問いのないところに学びはない。問いは、わからないから生まれるのではなく、わかっているから生まれる。学ぶことで、わかっている領域の境界線が少しずつ広がるに従って「未知の前線」もまた広がるのだ。では、問いを持ち続け、その問いから効果的な学びをするには?MBAを取らずに独学で外資系コンサルタントになった山口周氏が、知識を手足のように使いこなすための最強の独学システムを1冊に体系化した『知的戦闘力を高める 独学の技法』から、内容の一部を特別公開する。

「問い」のないところに学びはない

 知的戦闘力を高めるためには、インプットされた情報をいかに効率的にストックし、自由自在に活用するかが求められます。

 そのためには、恒常的に一定量のインプットを継続しつつ、それらをちゃんと整理しながら定着化させていくことが必要になります。

 ここで「どうやってインプット量を維持し続けるか」という点と「どうやって定着化を図るか」の2点が問題として浮上してきますが、この2点を解消するためには、常に「問い」を持ってインプットに臨むというのがカギになります。

 人の好奇心には一種の臨界密度があります。
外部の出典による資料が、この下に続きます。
PR #2838, opened 2026-08-22
Migrate release machinery to rain-deploy 0.1.7 tag-driven releases

thedavidmeister:
Replaces merge-driven Soldeer publishing with the org's tag-release machinery: releases now cut from `sol-v*` tags via `rainix-tag-release.yaml@main`, on rain-deploy 0.1.7's `BuildScript`/candidate-snapshot flow. `RaindexDeploySuites` declares the six release candidates (keys match the `manual-sol-artifacts.yaml` choice list); `LibRaindexDeploy` stays hand-written, repointed at `src/generated/candidate/`; `run()` remains a read-only determinism check and only `cutRelease()` freezes. Deps: forge-std 1.16.2, rain-sol-codegen 0.1.36, rain-deploy 0.1.7, with three alias remappings in `foundry.toml` for transitive pins on `forge-std-1.16.1/`, `rain-sol-codegen-0.1.0/`, `rain-deploy-0.1.2/` (Soldeer allows one version per package name; the codegen interface delta is `pure`→`view` only, and the rain-deploy alias is test-only).

## No pin moved (verified)

The regenerated `src/generated/candidate/*` constants are byte-identical to the previous `src/generated/*.pointers.sol` for all six contracts: `BYTECODE_HASH`, `DEPLOYED_ADDRESS`, `RUNTIME_CODE` for all six, plus `CREATION_CODE` for the two that had it (RaindexV6, RaindexV6SubParser). Verified by extracting every one of those constant declarations from `git show <parent>:src/generated/<Name>.pointers.sol` and from `src/generated/candidate/<Name>.sol` and comparing per contract (whitespace-normalized sha256 over the concatenated declarations) — six of six identical. The first Build run after the migration transiently showed the three arb contracts differing: a bootstrap artifact — the stub candidate files held `DEPLOYED_ADDRESS = address(0)` and the arb contracts embed `LibRaindexDeploy.RAINDEX_DEPLOYED_ADDRESS`/`ROUTE_PROCESSOR_DEPLOYED_ADDRESS` in their bytecode. With real constants in place the next run converged, and a further run plus `forge fmt` is a byte-for-byte fixpoint.

## Expected red: `frozen-snapshots-append-only`

Deleting the ten `src/generated/<tag>/` dirs (`0_1_4`…`0_1_13`) will fail rainix-sol-static's `frozen-snapshots-append-only` gate, because `src/generated/` still exists in HEAD (`candidate/`). The deletion is deliberate and ruled — migrations carry the current shape forward only, no historicals — and the historicals are not being kept just to keep that gate green. Merging over the red (or an upstream rainix exemption) is the human's call.

## First tag will fail the 7-network verify

rain-deploy 0.1.7's `RainDeployVerifyChain` reads `LibRainDeploy.supportedNetworks()` — a fixed set of 7 networks including `ethereum` and `hyperevm` — with no override point. Raindex is live on arbitrum/base/flare/polygon (+ base_sepolia) only. Harmless in this PR (the released record is empty, and the check early-returns on length 0), but the first `sol-v0.1.14` tag will fail its verify step unless raindex is deployed to ethereum + hyperevm first, or rain.deploy grows a per-repo network set. `Deploy.sol` meanwhile pins `deployNetworks()` to the current five, exactly rain-deploy 0.1.2's `supportedNetworks()`, so deploy behaviour is unchanged.

## End of merge-driven publishing

Moving off `rainix-autopublish` means merges to main no longer publish `raindex` to Soldeer — only `sol-v*` tags do. Anything consuming `raindex` from the registry expecting per-merge patch bumps loses that.

## DescribeSubParser: one explicit network

`RainDeployBroadcast.run()` is external, non-virtual, and has no post-deploy hook, so the subparser's `LibDescribedByMeta.emitForDescribedAddress` metaboard emission moved out of `Deploy.sol` into `script/DescribeSubParser.sol`, dispatched through `manual-sol-artifacts.yaml`'s new `script`/`network` inputs. It emits on exactly one network per dispatch, named explicitly by `DEPLOYMENT_NETWORK`. The old in-line version also hit only one network — whichever fork `deployAndBroadcast` happened to leave selected last — so this makes the one-network behaviour deliberate instead of accidental; it does not loop all networks.

## Registry-sweep property

With the historicals gone, published Soldeer versions 0.1.4–0.1.13 no longer have their frozen `src/generated/<tag>/` records in-repo. The "every published version keeps its frozen record" property is tracked upstream as rainlanguage/rainix#355 — referenced, not reimplemented here.

## QA

- Discriminating tests: `test/abstract/RaindexDeployChain.t.sol` + `test/abstract/RaindexDeploySnapshot.t.sol` (bindings of rain-deploy 0.1.7's `RainDeployVerifyChain`/`RainDeployVerifySnapshot` suites) — each fails on base by non-compilation (verified by inspection: base's `soldeer.lock` pins rain-deploy 0.1.2 and has no `dependencies/rain-deploy-0.1.7/` or `src/generated/candidate/` for their imports to resolve). No behavioural test discriminates beyond that: this is release-machinery migration and deliberately moves no contract bytecode.
- Mutations applied: n/a — no mutation campaign was run for this change; the change's single invariant (no pin moved) is checked by direct byte-comparison of constants against the parent commit, not by a test, and this PR intentionally commits no mutants config.
- Oracle: the frozen pointer constants in the parent commit (`git show 64dddfd:src/generated/<Name>.pointers.sol`) are the expected values for every regenerated `candidate/` constant, independent of the regeneration that produced them; the machinery shape follows rain.factory.deploy / rain.math.float.deploy as org precedent.
- Category check: no linked issue; the work order is the tag-release migration handoff — covered: package/deps (`foundry.toml`, `soldeer.lock`), suites declaration (`RaindexDeploySuites`), scripts (`Build`, `Deploy`, `DescribeSubParser`), generated-tree swap (`candidate/` in, historicals out), workflows (`package-release`, `manual-sol-artifacts`), docs (`CLAUDE.md`).


thedavidmeister:
## Current CI state

`rainix-sol / static` and `rs-static` are red — but NOT yet for the append-only reason given in the PR body. Both fail at rainix's `agent-context-cap` gate (CLAUDE.md + its `@AGENTS.md` import = 12547 bytes vs the 4096 cap), which is red on every recent main commit — pre-existing, not introduced here. In `rainix-sol / static` that step fails before `frozen-snapshots-append-only` runs, so the ruled append-only red is currently masked (the step shows as skipped). Once the context cap is cut, the static job will fail at `frozen-snapshots-append-only` instead — the deliberate red described in the body.

A cap cut is prepared in the working clone but not committed (CLAUDE.md + AGENTS.md trimmed to 4041 charged bytes; the path-scoped rulings — CI workflow conventions, Rust functional style, committed derived artifacts — moved to `.claude/rules/*.md` with `paths:` frontmatter, which the gate does not charge; discoverable content cut per the gate's own criteria). The operator's permission system refused an agent commit touching agent-config files, so landing that cut is the human's move.

Everything else is green, including `rainix-sol / test` (fork suite) and `copy-artifacts` (Build determinism / clean-tree check).

thedavidmeister:
Correction to the note above, one detail that matters for landing the cap cut: raindex's `.gitignore` line 22 ignores `.claude/` wholesale, so the relocated `paths:`-scoped rules files under `.claude/rules/` would NOT be picked up by a plain `git add -A` — a naive commit of the prepared cut would ship only the trimmed CLAUDE.md/AGENTS.md and silently drop the relocated rulings (CI workflow conventions, Rust functional style, committed derived artifacts). Landing the cut therefore also needs the `.gitignore` entry narrowed (e.g. keep ignoring `.claude/settings.local.json` but track `.claude/rules/`), or the rulings kept somewhere tracked. All three prepared files sit in the working clone for whoever lands it.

好奇心というのは要するに質問をたくさん持っているということですが、質問というのは、わかっていないから生まれるのではなく、わかっているからこそ生まれるものです。

 だから、学ぶことでわかっている領域の境界線が宇宙に向かって少しずつ広がっていくに従って、「未知の前線」もまた広がることになり、結果として質問の数はどんどん増えてくることになります。

「どうして、こうなっているんだろう?」「恐らく、こうなっているんじゃないか?」という問いを出発点にして、その問いに対する答えを得るためにインプットを行うと、インプットを楽しめるばかりでなく、効率も定着率も高まることで、結果的にストックも充実することになります。

 万能の天才と言われたレオナルド・ダ・ヴィンチは、膨大な量のメモを残したことで知られています。多くのスケッチや考察が書かれているのですが、そのノートの中の一節に、こういう文章があります。

 食欲がないのに食べると健康を害すのと同じように、欲求を伴わない勉強はむしろ記憶を損なう。

 あれほど多方面にわたって知的な業績を残した「知の怪物」が、勉強の最大のポイントとして「知的欲求=知りたい、わかりたいと思う気持ち」を挙げているのです。

 効率的な学びを継続するためにも、「問い」を持つことが重要だということはわかったとして、ではどうしたら「問い」を持てるのでしょうか?

 まずは、日常生活の中で感じる素朴な疑問をメモする癖をつけるといいでしょう。私の場合、常に小型のモレスキンの手帳を持ち歩いていて、「ふっ」と疑問に思ったことを書きとめるようにしています。

 この「ふっ」は、いつやってくるかわからない。したがって、会社に行くときも旅に行くときも飲み会に行くときも、必ずこの手帳を持ち歩くようにしているので、忘れてしまうとものすごく不安になります。

 手帳を持ち歩くのが億劫だという人であれば、スマートフォンのメモ機能を用いてもいいでしょう。私も自動車を運転しているときなどは、両手がふさがっているために、スマートフォンの音声メモ機能を使うことがあります。

 一方で、手帳ではなくカードを使うという方もいます。たとえば文筆家で雑誌「暮しの手帖」の編集長だった松浦弥太郎氏は、小型のカードを常に持ち歩いていて、ふと不思議に思うことがあると、その疑問をカードにメモしているそうです。そのカードを広口のビンに入れておいて、時期がくるとまとめて見直してみて企画を考えたり、調べ物をされたりしているそうです。

 手帳でもカードでも、使う道具はそれぞれの好みでいいと思いますが、大事なのは「ふっ」と思った疑問や違和感をしっかりと言葉にしたためる、その瞬間の気持ちをうまく掬い取れれば、それでいいということです。

 しかし、実はこれがなかなか難しい。というのも、ほとんどの「問い」は白昼夢のように瞬間的に心に浮かんですぐに消えてしまうからです。多くの人は、心に浮かんだ「問い」をメモしなさいと言われても「問いなんて浮かんでこない」と思われるのではないでしょうか。

 ですが、絶対にそんなことはありません。もしそう思うのであれば、それは「浮かんだ問い」をきちんと捕まえられていないからなのです。

 最初は難しいと思うかもしれませんが、繰り返しやっているうちに「問いが浮かんだ瞬間」に対して自分で意識的になってきます。この「心に浮かんだ問い」をきちんと手で捉える能力というのは、知的戦闘力の根幹をなす能力になるので繰り返しやって鍛えてほしいと思います。

なぜメモが大事かというと、メモが癖になると、“感じること”も癖になるからだ。
人より秀でた存在になる不可欠な条件は、人より余計に感じることである。